What Are the Values of Electron, Hole, and Total Currents in P-Type Silicon?

[hogrampage]

Homework Statement

A 1-cm cube of p-type silicon (ρ = 0.1Ω-cm) acquires a linear electron distribution in the x-direction, such that n = 10¹⁴/cm³ at one side and n = 10⁵/cm³ at the opposite side.

Wires are attached to the sides of the cube via ohmic contacts, and a 0.1mV voltage source is applied.

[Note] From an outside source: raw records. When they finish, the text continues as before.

PR #1805, opened 2026-01-08
[PB-5655] feat(recovery): send backup public keys for validation during account

douglas-xt:
## Description

This PR adds support for sending public keys during account recovery. When users export their backup file, it now includes both private and public keys. During account recovery, these public keys are extracted from the backup file and forwarded to the backend, which validates that they match the account being recovered.

## Checklist

- [ ] QA Passed

## Additional Notes

Updated @internxt/sdk from v1.11.17 to v1.12.0. This version includes a breaking change in changePasswordWithLinkV2 the keys parameter changed from PrivateKeys to RecoveryKeys ({ private?, public? }), which allows sending public keys alongside private keys during recovery.


larryrider (dismissed):

src/utils/backupKeyUtils.ts
```diff
@@ -49,6 +56,10 @@ export function handleExportBackupKey(translate) {
         ecc: user.keys?.ecc?.privateKey || user.privateKey,
         kyber: user.keys?.kyber?.privateKey || '',
       },
+      publicKeys: {
+        ecc: user.keys?.ecc?.publicKey || '',
+        kyber: user.keys?.kyber?.publicKey || '',
```
CandelR: I see that if for some reason the public keys are not there, empty strings will be exported. 
When attempting to send this empty string, do we notify the user?
Shouldn't we notify them if empty strings are going to be exported?

src/services/auth.service.test.ts
```diff
@@ -687,7 +687,7 @@ describe('updateCredentialsWithToken', () => {
     expect(keys).toBeUndefined();
   });
 
-  it('should successfully update credentials with token and with backup data (ECC only)', async () => {
+  it('should not send keys when backup data has no publicKeys (legacy backup)', async () => {
```
CandelR: if doesn't mind, change the test that are modifying to "when X, then Y" format

src/utils/backupKeyUtils.ts
douglas-xt: If both ecc and kyber public keys are not present, publicKeys shouldn't be exported at all. In order to keep backward compatibility, I've changed that.

CandelR (dismissed):

xabg2 (approved):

Find the values of the electron, hole, and total currents that flow in the external circuit.

Homework Equations

ρ = R$\frac{A}{L}$ = $\frac{E}{J}$
E = $\frac{V}{L}$
J_e = qnμ_eE + qD_e$\frac{dn}{dx}$

J_h = qpμ_hE + qD_h$\frac{dp}{dx}$
i = $\frac{V}{R}$
n₀p₀ = n²_i

The Attempt at a Solution

I started by finding R:

R = ρ$\frac{L}{A}$ = (0.1Ω-cm)$\frac{(1cm)}{(1cm^{2})}$ = 0.1Ω

Then, the total current is:

I = $\frac{V}{R}$ = $\frac{(0.1mV)}{(0.1Ω)}$ = 1mA

p₀ = $\frac{n^{2}_{i}}{n_{0}}$ = $\frac{(1.5x10^{10})^{2}}{10^{14}}$ = 225x10⁴/cm³

p₁ = $\frac{n^{2}_{i}}{n_{1}}$ = $\frac{(1.5x10^{10})^{2}}{10^{5}}$ = 225x10¹³/cm³

Now, $\frac{dp}{dx}$ = 225x10¹³/cm⁴ and $\frac{dn}{dx}$ = -1x10¹⁴/cm⁴, since dx = 1cm.

Which values would I use for n and p in the following equations, assuming the above steps are correct?

J_e = qnμ_eE + qD_e$\frac{dn}{dx}$

J_h = qpμ_hE + qD_h$\frac{dp}{dx}$

 

[KataKoniK]

The values for n and p in the above equations would be n = 1014/cm3 and p = 105/cm3, as given in the problem statement. These values represent the electron and hole concentrations at the two opposite sides of the cube.